Elizabeth Gilbert (author of Eat Pray Love) recently posted this photo of herself on facebook. What’s remarkable about this photo is that it is distinctly unremarkable. Yet this is her living her dream.
“This photo captures exactly what I did for three straight years. I sat in a chair, reading books about botany, evolution, abolition, women’s history, missionaries, Dutch 18th century commerce, and more…in order to fill my brain (and index cards) with enough information to write that novel [The Signature of All Things].
There is no situation in which I could possibly be happier than this — submerged in the vocation that I love, vanishing for hours a day into my work.
Un-showered, greasy hair, eyes tired, totally falling down the rabbit hole of research…this is me, living my dream.”
In her facebook post she reveals she has turned away from many shiny and appealing paths in life…”because it was someone else’s dream.”
After the success of Eat Pray Love she turned down an offer to host her own TV show… “because it was someone else’s dream.”
She avoided hiring a team of personal assistants and consultants to help her “grow her brand”… “because it was someone else’s dream.”
It’s why she never had children.
Why she never took a good steady job teaching writing at a nice college.
Why she didn’t remain in Bali or Rome.
And why she turns down 99% of the invitations she receives to fancy parties and gatherings.
Someone else’s dream.
She even sold her “big beautiful house with its fabulous gardens and lovely library”… because one day she looked around at her gorgeous home and realised she was living someone else’s version of a wonderful life; not her own.

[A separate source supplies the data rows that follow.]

PR #5734, opened 2017-02-23
WIP SI-10081 avoid divergence in implicit scope search with f-bounds, annotated types

szeiger:
Fix by @retronym. LGTM. Let's run this through PR validation and get it merged. We keep running into this bug again and again in collections-strawman.

### DIFF
--- a/src/compiler/scala/tools/nsc/typechecker/Implicits.scala
+++ b/src/compiler/scala/tools/nsc/typechecker/Implicits.scala
@@ -1064,9 +1064,10 @@ trait Implicits {
        *                 in order to cache them in infoMapCache
        */
       def getParts(tp: Type)(implicit infoMap: InfoMap, seen: mutable.Set[Type], pending: Set[Symbol]) {
-        if (seen(tp))
+        val tpWithoutAnnotations = tp.map(_.withoutAnnotations)
+        if (seen(tpWithoutAnnotations))
           return
-        seen += tp
+        seen += tpWithoutAnnotations
         tp match {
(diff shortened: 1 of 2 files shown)


src/compiler/scala/tools/nsc/typechecker/Implicits.scala
```diff
@@ -1064,9 +1064,10 @@ trait Implicits {
        *                 in order to cache them in infoMapCache
        */
       def getParts(tp: Type)(implicit infoMap: InfoMap, seen: mutable.Set[Type], pending: Set[Symbol]) {
-        if (seen(tp))
+        val tpWithoutAnnotations = tp.map(_.withoutAnnotations)
```
retronym, line 1067: I fear that this will lead to exponential performance because at every level of recursion on the type in `getParts`, we're recursing over the entire `tp` to drop the annotations. 

We could test this theory this by counting the number of times the `_.withoutAnnotations` is called with an implicit search for `pt = Some[Some[Some[....[Any]]]]]`, and plotting vs the nesting level of `pt`.

```
⚡ (for N in 1 2 4 8 16 32 64 128 256 512 1024; do (printf 'class C { implicitly['; (for i in $(seq 1 $N); do printf 'Seq['; done ; printf Int; for i in $(seq 1 $N); do printf ']'; done); printf ']}\n') > /tmp/a.scala; qscalac -J-Xss5M /tmp/a.scala 2>&1 ; done ) | grep -i counter
```

image

adriaanm:
This will target 2.13 only, at least initially.

PR #5735, opened 2017-02-23
increase timeouts on some sys.process tests

SethTisue:
these were occasionally timing out on our Windows CI

reference: https://github.com/scala/scala-dev/issues/313


lrytz:
/rebuild - `ERROR: Failed to run DSL Script`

This is a woman who remains steadfastly true to what is right for her, regardless of what anyone else thinks.
It’s so easy to be swayed by what we’re told we should want – money, status, job titles.
It’s so easy to get caught up in striving for approval, recognition and belonging.
For a long, long time I chased after all these things and the only thing it brought me was a permanent state of exhaustion! (If you’re wondering why it’s been a bit quiet on the blog front lately, now you know.)
After years spent striving to be remarkable, it has finally dawned on me in the last few weeks that I am enough as I am. And what I actually want and need most is a nice, simple, unremarkable life.
I can’t tell you what a relief this is!
Thank you to Elizabeth for reminding us that when it comes to success, the only definition to go by is your own. Not your family’s or your friend’s or society’s but your own heart-felt definition. Whatever weird and wonderful or unremarkable shape that takes.